# Hard drive replacement



## tgrim1 (Sep 11, 2006)

Im getting a new roamio to replace one that lost its ethernet connection. I have an upgraded (larger) drive in the old one, can I reuse it in the new one? I know I'll lose my shows, I dont care about that. I just want the larger space without buying a new drive. If so, can I just plug it in or do I need to format it or something else?


----------



## JoeKustra (Dec 7, 2012)

Look here: http://www.tivocommunity.com/tivo-vb/showthread.php?t=507695


----------



## tgrim1 (Sep 11, 2006)

JoeKustra said:


> Look here: http://www.tivocommunity.com/tivo-vb/showthread.php?t=507695


That's not helpful at all. A simple yes or no is all that's requested. I'm not asking a question that needs researching a 55 page thread. Either someone knows the answer or they don't.


----------



## fcfc2 (Feb 19, 2015)

Hi, 
I think he was trying to be helpful. 
I believe the answer is that switching the drive will work but it will not be able to preserve any videos which you have on it. You can now search for backing up your current videos and then perhaps restoring them.


----------



## caddyroger (Mar 15, 2005)

Why is that not helpful. It explains exactly what to do.


----------



## tgrim1 (Sep 11, 2006)

caddyroger said:


> Why is that not helpful. It explains exactly what to do.

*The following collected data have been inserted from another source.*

PR #303, opened 2020-09-23
Add mobile number validation

iwootten:

Updates runner to introduce a new answer type `MobileNumber` which validates mobile numbers based on the requirements of the card (copied in below for reference):

***Validation:***
- Needs to ignore spaces
- Remove leading: 044, +44, 0 
- Remove all: Brackets   - all types, Hyphen, Full Stop, Comma, Whitespace, TAB space, Forward slash

- Check for numbers only - 'Valid UK number' error if not
- Check if 10 characters- 'Valid UK number' error if not

Replay the number they have entered in the way it has been entered

***Error messages:***
Validation message for field left empty:
- Enter a UK mobile number

Validation for all invalid answers, with an example of a valid format (as we do on email):
- Enter a UK mobile number in a valid format, for example, 07700 912345 or +44 7700 912345

The sanitised number will be: 7 xxx xxx xxx
The sanitised number code needs to be common code

### How to review 


iwootten:
[[H] Runner to Validate mobile telephone number answers (M)](https://trello.com/c/vtg2cAV1/4110-h-runner-to-validate-mobile-telephone-number-answers-m)

app/forms/validators.py
```diff
@@ -424,3 +421,26 @@ def __call__(self, answer_values, is_mandatory):
                 self.messages["MANDATORY_QUESTION"], self.question_title
             )
             raise validators.ValidationError(message)
+
+
+def sanitise_mobile_number(data):
+    for char in [" ", ".", ",", "\t", "-", "{", "}", "[", "]", "(", ")", "/"]:
+        data = data.replace(char, "")
+
+    return data.lstrip("+044").lstrip("044").lstrip("0")
```
MebinAbraham, line 430: `lstriip` Removes all leading character specified by the argument.
```py
data.lstrip("+044")
```
However, I am not sure `lstrip` is what we want. It does make it more flexible but it strips any number of the specified characters, for example, it would accept numbers like `+440000044x xxx xxx xxx` as it would interpret this as `xxxxxxxxxx`.

app/forms/validators.py
```diff
@@ -424,3 +421,26 @@ def __call__(self, answer_values, is_mandatory):
...
+    def __call__(self, form, field):
+        data = sanitise_mobile_number(field.data)
+
+        if len(data) != 10:
+            raise validators.StopValidation(self.messages["INVALID_MOBILE_NUMBER"])
+
+        try:
+            int(data)
+        except ValueError:
+            raise validators.ValidationError(self.messages["INVALID_MOBILE_NUMBER"])
```
MebinAbraham, line 446: Could combine these given try both display the same message?.
```py
        if len(data) != 10 or not data.isdigit():
            raise validators.StopValidation(self.messages["INVALID_MOBILE_NUMBER"])
```

MebinAbraham (changes requested):

tests/app/forms/validation/test_mobile_number_validation.py
```diff
@@ -0,0 +1,95 @@
...
+            validator(mock_form, mock_field)
+        except StopValidation:
+            self.fail("Valid phone number raised StopValidation")
+
+    def test_country_code_valid(self):
+        validator = MobileNumberCheck()
+
+        mock_form = Mock()
+        mock_field = Mock()
+        mock_field.data = "+0447812 395623"
```
ajmaddaford, line 90: Any valid phone numbers should come from the range 07700 900000 to 900999 (from https://www.ofcom.org.uk/phones-telecoms-and-internet/information-for-industry/numbering/numbers-for-drama) to ensure we don't accidentally use a real phone number.

test_schemas/en/test_mobile_number.json
```diff
@@ -0,0 +1,58 @@
...
+                        {
+                            "type": "Question",
+                            "id": "mobile-number-block",
+                            "question": {
+                                "answers": [
+                                    {
+                                        "id": "mobile-number-answer",
+                                        "label": "UK mobile Number",
+                                        "mandatory": true,
+                                        "q_code": "0",
```
ajmaddaford, line 39: `q_code` is not a required property and should be removed.

test_schemas/en/test_mobile_number.json
```diff
@@ -0,0 +1,58 @@
+{
+    "mime_type": "application/json/ons/eq",
+    "language": "en",
+    "schema_version": "0.0.1",
+    "data_version": "0.0.3",
+    "survey_id": "001",
+    "title": "Other input fields",
```
ajmaddaford, line 7: This should be updated.

templates/partials/answers/mobilenumber.html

It takes longer to link to a post than to type a simple "yes you can" or "no you cant"


----------



## fcfc2 (Feb 19, 2015)

tgrim1 said:


> It takes longer to link to a post than to type a simple "yes you can" or "no you cant"


You got your answer both the long form and the short form. A "yes" or "no" really didn't do it. You are welcome!

Just curious is the child in your avatar teaching you manners?


----------



## lessd (Jan 23, 2005)

tgrim1 said:


> Im getting a new roamio to replace one that lost its ethernet connection. I have an upgraded (larger) drive in the old one, can I reuse it in the new one? I know I'll lose my shows, I dont care about that. I just want the larger space without buying a new drive. If so, can I just plug it in or do I need to format it or something else?


If the old TiVo is the same model as your new one just plug in the drive, then when booted up do a clear and delete all, and you will be fine.


----------



## tgrim1 (Sep 11, 2006)

lessd said:


> If the old TiVo is the same model as your new one just plug in the drive, then when booted up do a clear and delete all, and you will be fine.


Thanks!


----------



## tgrim1 (Sep 11, 2006)

caddyroger said:


> Why is that not helpful. It explains exactly what to do.


Actually no it doesnt. Read the specific question as lessd did. Anyone who has been around here knows that thread and also knows it has tangented off the original topic a zillion times and has essentially become unsearchable for any useful information.


----------



## tgrim1 (Sep 11, 2006)

fcfc2 said:


> You got your answer both the long form and the short form. A "yes" or "no" really didn't do it. You are welcome!
> 
> Just curious is the child in your avatar teaching you manners?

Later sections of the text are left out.